* What you will do: Check every line of the data below for "locally". Copy each one that has it.
⟨
PR #3571, opened 2022-02-07
ci: Notarize MacOS Binaries and Add Flat Package Installers

### LINKED ISSUE #1774: Notarize Starship
With MacOS evolving most applications need to be code signed and Notarized before they can be installed on MacOS 

Please notarize the app as described here https://developer.apple.com/documentation/xcode/notarizing_macos_software_before_distribution

chipbuster:
#### Description
This PR adds notarization, codesigning, and flat packages (.pkg) to our deploy workflow.

It also adds internal documentation for the procedure, since it was so stupidly complicated.

#### Motivation and Context

Closes #1774

image

(Unfortunately, it looks like the logos don't show up in dark mode, for any flat installers)

This was tested by using a dummy job (consisting of part of the `github_build` job from the deploy workflow) to build simulated build artifacts, then placing the new job after that as a dependent workflow.

There is no guarantee that this will work in the real deploy workflow, but I think this is the best that I can do.

To see the GitHub workflow that I (believe) verified that this was basically-working, see https://github.com/starship/starship/blob/c3932b327a2bec9e1e919f17cf4934e96cf9f1a8/.github/workflows/apple_deploy.yml.

To see the artifacts generated by that workflow, see https://github.com/starship/starship/actions/runs/1843775397 (will expire approximately at the end of Feb).

#### Checklist:


chipbuster:
I apologize for the somewhat horrific mess of commits involved here. There are interesting implications to only being able to test code by pushing.

davidkna:
I'm getting a "starship cannot run because it is from an unidentified developer" prompt when running `starship` via `starship-aarch64-apple-darwin.tar.gz` from the linked workflow artifacts. Is that supposed to happen?

I think it might be to test the current version of the workflow with a [workflow_dispatch trigger](https://github.blog/changelog/2020-07-06-github-actions-manual-triggers-with-workflow_dispatch/).

davidkna:
> From my understanding, we can just keep the trigger permanently embedded this into the deploy workflow?

I think so.

chipbuster:
Rebased to get rid of some nasty shenanigans where my fork's master branch somehow picked up a bunch of unrelated PRs.

(Also to get rid of the 50+ commits which were starting to hurt when I looked at them).

.github/workflows/deploy.yml
```diff
@@ -105,6 +105,100 @@ jobs:
...
+    - name: Checkout repository
+      uses: actions/checkout@v2
+    - name: Notarize | Set up secrets
+      env:
+        APP_CERTIFICATE_BASE64: ${{ secrets.APPLEDEV_APPSIGNKEY_BASE64 }}
+        INSTALL_CERTIFICATE_BASE64: ${{ secrets.APPLEDEV_INSTALLERSIGNKEY_BASE64 }}
+        P12_PASSWORD: ${{ secrets.APPLEDEV_SIGNKEY_PASS }}
+        KEYCHAIN_PASSWORD: ${{ secrets.APPLEDEV_SIGNKEY_PASS }}
+        APPLEID_USERNAME: ${{ secrets.APPLEDEV_ID_NAME }}
+        APPLEID_TEAMID: ${{ secrets.APPLEDEV_TEAM_ID }}
```
matchai, line 139: Out of curiosity, will this be signed as Starship or as you?

install/macos_packages/build_and_notarize.sh
```diff
@@ -0,0 +1,93 @@
...
+    usage
+    exit 1
+fi
+
+starship_binary="$1"
+starship_docs_dir="$2"
+arch="$3"
+pkgname="${4:-}"
+
+if [[ ! -d "$starship_docs_dir/.vuepress/dist" ]]; then
```
matchai, line 50: Nice 👍

install/macos_packages/build_component_package.sh
```diff
@@ -0,0 +1,90 @@
...
+
+if [ ! -d "$starship_documentation_dir" ]; then
+    error "Could not find starship documentation at $starship_documentation_dir"
+fi
+
+pkgdir="$(mktemp -d)"
+mkdir -p "$pkgdir/usr/local/bin"
+cp "$starship_program_file" "$pkgdir/usr/local/bin/starship"
+
+# Now we get to make documentation! Vuepress was not designed to build locally
```
matchai, line 57: Oof. If it must be done! 🙃

install/macos_packages/readme.md
```diff
@@ -0,0 +1,262 @@
+# MacOS Codesigning Scripts
```
matchai, line 1: Absolutely *love* this documentation! 😍 
Hopefully we won't need to refer to it too often 🤞

matchai (approved):
Looks great (as a person with zero experience with signing and notarization)!
Thank you for taking on this _huge_ task!!

.github/workflows/deploy.yml
chipbuster: This is going to be signed by me. We can get signing certificates for at least one other mission control member as well, in case I get kidnapped by cephalopods or hit by a bus, but Apple has some [rather high requirements](https://developer.apple.com/programs/enroll/) for enrolling an organization: in particular, the organization needs to have legal entity status (be capable of sued) and a [DUNS number](https://www.dnb.com/duns-number.html).

Also, I believe the signing certificate I exported was due to expire in 2027, so if it happens in the next couple years, you should have quite a bit of time to work out a replacement :)

install/macos_packages/build_and_notarize.sh
```diff
@@ -0,0 +1,93 @@
...
+if [[ -z ${KEYCHAIN_ENTRY+x} ]]; then
+  error "Environmental variable KEYCHAIN_ENTRY must be set."
+fi
+
+if [[ -z ${RUNNER_TEMP+x} ]]; then
+  error "Environmental variable RUNNER_TEMP must be set."
+fi
+
+if [[ -z ${KEYCHAIN_FILENAME+x} ]]; then
+  error "Environmental variable KEYCHAIN_ENTRY must be set."
```
chipbuster, line 32: Oops.

install/macos_packages/build_component_package.sh
chipbuster: Yeah, I was a little surprised that `npm serve` didn't actually yield an HTML hierarchy that could be scraped by wget. It seems to do the thing where you have a single line of JS which can be evaluated to generate the DOM for the real deal, but wget can't evaluate the JS, so it just pulls a single script.

chipbuster:
Results from a straight copy-paste of the current subsection of the deploy workflow can be found at https://github.com/starship/starship/actions/runs/1906861805 (with irrelevant artifacts deleted).

If someone could confirm that the binaries in the `.tar.gz` are notarized and the `.pkg` files are notarized, I think we'd be ready to merge.

Command to check notarization: `spctl -a -vvv -t install <file>`

williamwebb:
> If someone could confirm that the binaries in the `.tar.gz` are notarized and the `.pkg` files are notarized, I think we'd be ready to merge.
> 
> Command to check notarization: `spctl -a -vvv -t install <file>`

Both LGTM

image

davidkna:
The binaries in the `tar.gz` file are reported as signed and notarized. The `pkg` are only reported as validly signed, but there's no warning when attempting to run it and the installed binary is reported as signed and notarized.

davidkna:
Also, Finder still doesn't seem to like the binary files from the tar.gz files.

chipbuster:
> Also, Finder still doesn't seem to like the binary files from the tar.gz files.

What does it do? On my system it seems to display a terminal executable and that's about it

image

williamwebb:
When attempting to run `starship` directly from `finder` you get,

image

Which I believe is because of this,

image

chipbuster:
Oh I see. I'm not sure why, but I'm not getting that even when using the versions downloaded from the GH Action. Possibly because I codesigned something with an identical hash locally, so Gatekeeper is letting it through?

Did previous releases of starship have this issue? Not sure if there's much we can do about that at the moment since binaries still can't be stapled.

davidkna:
> Did previous releases of starship have this issue?

I don't think any past release got past gatekeeper.

Also, despite the missing stapling, `Terminal.app` will execute it without complaints. So it's probably fine.

chipbuster:
Alright. I'd like to do one last set of tests on a clean slate Mac (my university has a few public access terminals that should work nicely) and if those all come up clean, I'll go ahead and merged this.

.github/workflows/deploy.yml
matchai: I'm not at my computer right now, but we may qualify as part of our Open Collective fiscal sponsorship, which qualifies us as a non-profit in the US, which may give us that legal status.

chipbuster:
Unfortunately, I am unable to replicate these results on any Macs I tested, including school macs, which should (in principle) be running on the strictest policy possible. I don't know what's causing the difference, but all systems I tried reported that the new binaries and pkgs are notarized and David reports that the binaries run in the Terminal without problems, so I'm going to go ahead and declare that this is working and accept new issues to the contrary.

chipbuster:
Thank you @davidkna, @matchai, @williamwebb, and @JaySoyer for ideas, verification, debugging, and review! This was a hell of a PR and I couldn't have gotten any of this done without your help.

.github/workflows/deploy.yml
chipbuster: Oh interesting. If that's the case, I believe you would have to be the one to do the registration, since another requirement is

> As the person enrolling your organization in the Apple Developer Program, you must have the legal authority to bind your organization to legal agreements. You must be the organization’s owner/founder, executive team member, senior project lead, or an employee with legal authority granted to you by a senior employee.

Once that's done though, I believe individuals should be able to acquire signing keys that work on behalf of the organization.

I don't believe that signing keys from an organization would fundamentally be any different than those from an individual (the organization ID + signing key IDs would have to change in the GH secrets, but that's about it) so switching over if we decide to go for an Apple Dev organization shouldn't be too much of an issue.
⟩
* Response to this exercise:
+# Now we get to make documentation! Vuepress was not designed to build locally
Oh I see. I'm not sure why, but I'm not getting that even when using the versions downloaded from the GH Action. Possibly because I codesigned something with an identical hash locally, so Gatekeeper is letting it through?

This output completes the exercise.